Picture: ISTOCK
Picture: ISTOCK

Telkom’s share price has shed 14.95% since June 6 after the company reported its full-year financial results, which had a record dividend payout of 422c, up 56.3%.

Its full-year performance was average and lifted mainly by property sales. Stripping that out, earnings growth was actually negative.

"The dividend was very juicy but we think the market now questions whether this is sustainable, given the underlying operating performance," says Farai Mapfinya, chief investment officer at Falcon Crest Asset Managers.

The fixed-line group’s management has, however, done an impressive job in stopping the rot and renewing investor confidence — though they still have a tough journey ahead.

Management, led by CEO Sipho Maseko, managed to substantially reduce costs, which were a drain on the group. Telkom’s brand positioning within the market has also been improved. Its business-focused unit has been boosted by the purchase of BCX — which has already lifted its earnings from business clients and turned the lossmaking mobile network unit into a profitable business.

Telkom’s mobile business continued to be the star performer of the group and delivered earnings before interest, taxation, depreciation and amortisation (Ebitda) of R660m, after four years of losses. Despite these achievements, its core fixed-line business continues to be under pressure from more nimble mobile operators and new fibre-network providers.

Telkom continues to focus on defending its existing revenue base and also on positioning the business to be relevant for the future.

It is entering a new phase that it says could unlock shareholder value. In the new operating model, Telkom will add a new unit, called Gyro, which will house its multibillion-rand property portfolio — including vacant land, office blocks and mast towers.

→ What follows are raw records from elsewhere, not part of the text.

PR #1056, opened 2025-03-13
OpenMRS: support error maps (common: support errors:false)

### LINKED ISSUE #1055: OpenMRS: support error map on http functions
In OpenMRS 4.3,  the http. namespace functions all call out to the common request helper.

Any requests that return an error <=400 will trigger an exception. This cannot be controlled by the user: it's hard-coded behaviour.

The underlying request function supports an error map via the `errors` option. See [http docs](https://docs.openfn.org/adaptors/packages/http-docs#requestoptions)

I want this same behaviour in OpenMRS: I want to do `http.get('concept/1234`, { errors: false })` to suppress all error handling. Then in a callback function, I can look at the response code and do what I want with it.

josephjclark:
## Summary

This PR allows `errors` to be passed to all http functions, which lets users prevent throw-on-error for some or all error codes.

It also adds behaviour to common.http to pass `errors:false` and disable all error checking.

Fixes #1055

Annoyingly there are a lot of formatting diffs in this PR :(

## AI Usage

know!):

- [ ] Strategy / design
- [ ] Other
- [x] I have not used AI

### DIFF
--- a/packages/openmrs/src/http.js
+++ b/packages/openmrs/src/http.js
@@ -7,6 +7,7 @@ import * as util from './Utils';
  * @property {object} query - An object of query parameters to be encoded into the URL
  * @property {object} headers - An object of all request headers
  * @property {object} body - The request body (as JSON)
+ * @property {object|boolean} errors - Pass `false` to not throw on errors. Pass a map of errorCodes: error messages, ie, `{ 404: 'Resource not found' }`, or `false` to suppress errors for a specific code.
  * @property {string} [parseAs='json'] - The response format to parse (e.g., 'json', 'text', or 'stream')
  */
 
@@ -15,9 +16,9 @@ import * as util from './Utils';
  * @example <caption>GET request with a URL query</caption>
  * http.request("GET",
  *   "/ws/rest/v1/patient/d3f7e1a8-0114-4de6-914b-41a11fc8a1a8", {
- *    query:{ 
- *       limit: 1, 
- *       offset: 20 
+ *    query:{
+ *       limit: 1,
+ *       offset: 20
  *    },
  * });
  * @function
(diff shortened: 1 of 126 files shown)


packages/openmrs/src/http.js
```diff
@@ -56,22 +57,37 @@ export function request(method, path, options = {}) {
...
+ * @example <caption>Don't throw if OpenMRS returns a 404 error code</caption>
+ * http.get(
+ *  "/ws/rest/v1/patient",
+ *  {
+ *    errors: { 404: false }
+ *  }
+ * )
  * @param {string} path - path to resource
  * @param {RequestOptions} [options={}] - An object containing query params and headers for the request
  * @returns {operation}
```
mtuchi, line 70: I think we need to documentation for final state for each `http.namespace` function 

```
/**
 * State object
 * @typedef {Object} HttpState
 * @property data - the parsed response body
 * @property response - the response from the HTTP server, including headers, statusCode, body, etc
 * @property references - an array of all previous data objects used in the Job
 **/
```

packages/openmrs/src/http.js
```diff
@@ -126,14 +151,23 @@ export function post(path, data, options = {}) {
...
+    );
 
     return util.prepareNextState(state, response);
-  }
+  };
 }
 
-export { _delete as delete };
\ No newline at end of file
+export { _delete as delete };
```
mtuchi, line 173: Just a question, Not important to change this now. But why not `export function delete()`  why do we have to keep `_delete` ? It's not used anywhere right ?

mtuchi (commented):
Hiya @josephjclark left some few comments. Let me know if you need help in making those changes. 

And just a realization note. When i saw changes in common adaptor it reminded me it's important to write unit test in adaptors that uses common because for instance. This PR will update all adaptors that uses `common: workspace*`, So if the implementation of that adaptor uses `util.http` from common, unit test should be able to capture any regression introduced with this new release. Of-course it only make sense if common had a major release but still it's a reminder on how important unit tests are 

cc @hunterachieng

packages/openmrs/src/http.js
```diff
@@ -7,6 +7,7 @@ import * as util from './Utils';
  * @property {object} query - An object of query parameters to be encoded into the URL
  * @property {object} headers - An object of all request headers
  * @property {object} body - The request body (as JSON)
+ * @property {object|boolean} errors - Pass `false` to not throw on errors. Pass a map of errorCodes: error messages, ie, `{ 404: 'Resource not found' }`, or `false` to suppress errors for a specific code.
```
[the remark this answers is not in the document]
josephjclark: I didn't like the common description. Also we're trying to say 3 slightly complicated things in a short sentence:
1) You can pass `errors: false` to disable all error handling
2) You can pass`errors: { 404: 'message' }` to set a custom error message (or throw for a code <400)
3) You can pass `errors: { 404: false }` to not throw for a particular code

It's just really hard to document.

What we should actually do is say `configure error handling rules, see DOCS` and provide a link to a longer explanation. I'll raise an issue for this but not address it in this PR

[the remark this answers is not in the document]
josephjclark: https://github.com/OpenFn/docs/issues/648

packages/openmrs/src/http.js
josephjclark: This is done in openMRS v5 (coming soon!). We won't duplicate the work here.

packages/openmrs/src/http.js
josephjclark: `delete` is a keyword, so you can't declare `function delete()` without syntax errors

mtuchi: Noted 👍🏽

packages/openmrs/src/http.js
mtuchi: Got you 👍🏽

Telkom will have five units: in addition to Gyro, there is the consumer business under the Telkom brand; BCX, the go-to market for the enterprise or business clients; Openserve, an open-access wholesale infrastructure unit which sells access to Telkom’s fixed-line network to other companies; and Trudon, whose objective is to drive a mobile advertising platform and e-commerce strategy.

Maseko says all units will have clear strategies, financial frameworks and execution paths. "There will be a relentless focus on performance," he says, adding that to adapt to a "shifting landscape we have to accelerate the total makeover of the business".

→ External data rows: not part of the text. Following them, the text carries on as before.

PR #1059, opened 2025-03-14
dhis2: remove axios and fix documentation

### LINKED ISSUE #975: dhis2: remove axios

hunterachieng:
## Summary

Remove `axios` from `dhis2` and update the documentation, support `base64` and update tests. 

Fixes #975 

## Details
- Remove `axios` from `dhis2`.
- Remove interceptor.
- Allow users to pass in their own `headers` and `parseAs`.
- Support `base64` format in the `get` function

## AI Usage

know!):

- [ ] Strategy / design
- [ ] Other
- [x] I have not used AI

## Review Checklist


packages/dhis2/test/integration.js
```diff
@@ -252,7 +252,7 @@ describe('Integration tests', () => {
 
     it('should get dataValueSets matching the query specified', async () => {
       const finalState = await execute(
-        get('dataValueSets', {
+        http.get('dataValueSets', {
```
josephjclark, line 255: Why is this http.get? There's no http namespace on this branch?

packages/dhis2/src/Utils.js
```diff
@@ -14,9 +19,9 @@ export const CONTENT_TYPES = {
   xls: 'application/vnd.ms-excel',
 };
 
-export function buildUrl(urlString, hostUrl, apiVersion) {
+export function buildUrl(urlString, apiVersion) {
```
josephjclark, line 22: We have `buildUrl` and we have `generateUrlPath`.

Do we _really_ need both? I'd love to consolidate these.

I think `buildUrl` is only called from inside `geneateUrlPath`, so we can probably just move the functionality inside?

packages/dhis2/src/Utils.js
```diff
@@ -53,8 +62,13 @@ export function ensureArray(data, key) {
   return Array.isArray(data) ? { [key]: data } : { [key]: [data] };
 }
 
-export function generateUrl(configuration, options, resourceType, path = null) {
-  let { hostUrl, apiVersion } = configuration;
+export function generateUrlPath(
```
josephjclark, line 65: I think all this is _actually_ doing is maybe adding a version prefix to the path.

Like, it takes a path and just sticks a version number in front of it.

So maybe a better function name would be `prefixVersionToPath()` ?

packages/dhis2/src/Adaptor.js
```diff
@@ -500,31 +452,41 @@ export function update(
...
  * get('tracker/relationships', {
- *   trackedEntity:['F8yKM85NbxW'],
+ *   query: { trackedEntity:['F8yKM85NbxW'] }
+ * });
+ * @example <caption>Get an image from a trackedEntityInstance.</caption>
+ * get('trackedEntityInstances/qHVDKszQmdx/BqaEWTBG3RB/image', {
+ *   headers:{
+ *       Accept: 'image/*'
+ *   },
+ *   parseAs: 'text',
```
josephjclark, line 462: Didn't we say we'd support `parseAs: 'base64'` ?

That means we can drop the `asBase64` key completely

packages/dhis2/src/Utils.js
```diff
@@ -40,9 +45,13 @@ export function selectId(resourceType) {
 
 // Write a unit test for this one
```
josephjclark, line 46: Let's remove this comment.

I don't really think `handleResponse` should have its own unit test at this point.

packages/dhis2/src/Utils.js
```diff
@@ -66,8 +80,51 @@ export function generateUrl(configuration, options, resourceType, path = null) {
...
+  const { hostUrl } = configuration;
+  const { method, path, options = {}, data = {} } = requestData;
+
+  const {
+    headers = { 'content-type': 'application/json' },
+    query = {},
+    parseAs = 'json',
+  } = options;
+
+  console.log(`Sending ${method} request to ${path}`);
```
josephjclark, line 113: Do we want this log? because common HTTP should log the response for us (whether it failed or not). So this feels like spam.

packages/dhis2/src/Adaptor.js
```diff
@@ -5,14 +5,23 @@ import _ from 'lodash';
...
   shouldUseNewTracker,
   ensureArray,
+  generateUrlPath,
+  request,
 } from './Utils';
-import { request } from './Client';
+
+/**
+ * Options object
+ * @typedef {Object} RequestOptions
```
josephjclark, line 19: This should include `apiVersion` as well, no? So that we can override the API version for a specific request.

Are there any other options we need to document? Stuff used by dhsi2 but not by the common helper?

packages/dhis2/src/Adaptor.js
```diff
@@ -273,16 +223,23 @@ export function create(resourceType, data, options = {}, callback = s => s) {
...
+          resolvedOptions,
+          resolvedResourceType
+        ),
+        options: resolvedOptions,
         data: resolvedData,
-        ...requestConfig,
       });
     }
 
     return promise.then(result => {
```
josephjclark, line 237: We should refactor `result` to `response`

packages/dhis2/src/Adaptor.js
```diff
@@ -273,16 +223,23 @@ export function create(resourceType, data, options = {}, callback = s => s) {
...
-      const details = `with response ${JSON.stringify(result.data, null, 2)}`;
+      const details = `with response ${JSON.stringify(
+        result?.body?.message,
```
josephjclark, line 239: common .request _always_ returns us a response object, so we don't need the question mark here. Also note that if `result` really is undefined, this function will throw a bit later down on `const { location } = result.headers;`

packages/dhis2/src/Adaptor.js
```diff
@@ -273,16 +223,23 @@ export function create(resourceType, data, options = {}, callback = s => s) {
...
+        null,
+        2
+      )}`;
       console.log(`Created ${resolvedResourceType} ${details}`);
```
josephjclark, line 243: Do we really want to log this btw? Maybe we should just log the id?

Can you check the issues to see if anyone has complained about dhis2 logging too much data, and maybe ask Aleksa and Mtuchi about this?

My instinct is that we should **not**  be force-logging data

josephjclark: It might technically be another issue to fix this, but because I've seen it now I want to ask the question here first

packages/dhis2/src/Adaptor.js
```diff
@@ -634,24 +605,54 @@ export function upsert(
       // NOTE: that these parameters are all expanded by the `get`, `create`, and
       // `update` functions used inside this composed "upsert" function.
       console.log(`Preparing upsert via 'get' then 'create' OR 'update'...`);
-      promise = get(
-        resourceType,
-        query,
-        options
-      )(state).then(resp => {
-        const resources = resp.data[resourceType];
+      promise = request(configuration, {
```
josephjclark, line 608: Can we refactor this, and other similar structures, to use async/await? While we're here?

packages/dhis2/src/Adaptor.js
```diff
@@ -634,24 +605,54 @@ export function upsert(
...
+          ...resolvedOptions,
+          query: {
+            ...resolvedQuery,
+          },
+        },
+      }).then(resp => {
+        const resources = resp.body[resourceType];
         if (resources.length > 1) {
           throw new RangeError(
             `Cannot upsert on Non-unique attribute. The operation found more than one records for your request.`
```
josephjclark, line 625: This is such a poor error message.

Maybe we can do use `util.throwError()` to provide a simpler, cleaner explanation of the error and provide a fix.

This should probably be spun out into a new issue

.changeset/brown-singers-sit.md
```diff
@@ -0,0 +1,26 @@
+---
+'@openfn/language-dhis2': major
```
josephjclark, line 2: We've also removed the discover function

Can you please check this PR really carefully and make sure this list is complete?

.changeset/brown-singers-sit.md
```diff
@@ -0,0 +1,26 @@
...
+---
+
+- Remove axios from `dhis2`.
+- Remove interceptor.
+- Allow users to pass in their own `headers` and `parseAs`.
+- Support `base64` format in the `get` function
+
+### Migration Guide
+
+- The `get` function has major changes in the parameters accepted.
```
josephjclark, line 12: I will come back to this migration guide right at the end, but just to help my memory later, can you rephase to `the get function signature has changed. In particular, note that query parameters must be passed to request.options`

Don't worry about the language, I'll rework it later. It just helps me remember. Thanks!

josephjclark (changes requested):
Pretty good Hunter - just a few things I'd like you to take another look at

I want to merge this PR relatively quickly and I'll do a deeper review and QA on the final branch once we've done the basic changes.

packages/dhis2/src/Adaptor.js
hunterachieng: I have added it. We are already checking for it in the `prefixVersionToPath()` function

josephjclark:
Just ran the integration tests and half of them fail. I suspect that's a problem with the integration tests, not with the code.

josephjclark (approved):
Great, merging this down to the epic. Thanks @hunterachieng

The decision to create standalone companies will make strategic sense if they are not directly dependent on each other and if a more accountable, standalone management structure can create more value for stakeholders.

"Our view is that the proposed new operating model is relevant for Telkom to improve accountability, relationships with their Internet services distributors and to avoid regulatory concerns in some areas," says Mergence Investment Managers portfolio manager Peter Takaendesa.

Separately listing some divisions is possible over the medium to long term as they gain scale and this also allows strategic shareholders to maintain control of the company by retaining their shareholding in those divisions, he says.

Mapfinya says there are undoubtedly entities within the group which are better off clustered together because of operating synergies, while others have business models or value proposals which are past their sell-by date and only survive because of cross subsidisation.

"The ultimate intention in our view is to ensure all entities are commercially competitive and value accretive to the group," he says.

The share price rode high going into full-year results as the market speculated that Telkom could announce a separate listing of those divisions. However, there is no clear indication that the company is moving in that direction. Earnings for the 2018 financial year are likely to decline due to the tax rate normalising higher as well as higher network maintenance costs, says Takaendesa.

According to Bloomberg, Investec analyst Niel Venter downgraded his recommendation on Telkom SA to "hold" from "buy". The news wire also reported that Citi analysts Michael Gresty and Preshendran Odayar stated in a report that Telkom’s earnings outlook was negative in the medium term, and cut the stock to "sell" from "neutral".

They noted that capital expenditure intensity was considerably higher than expected, as this was likely to continue higher as Telkom invests for the future.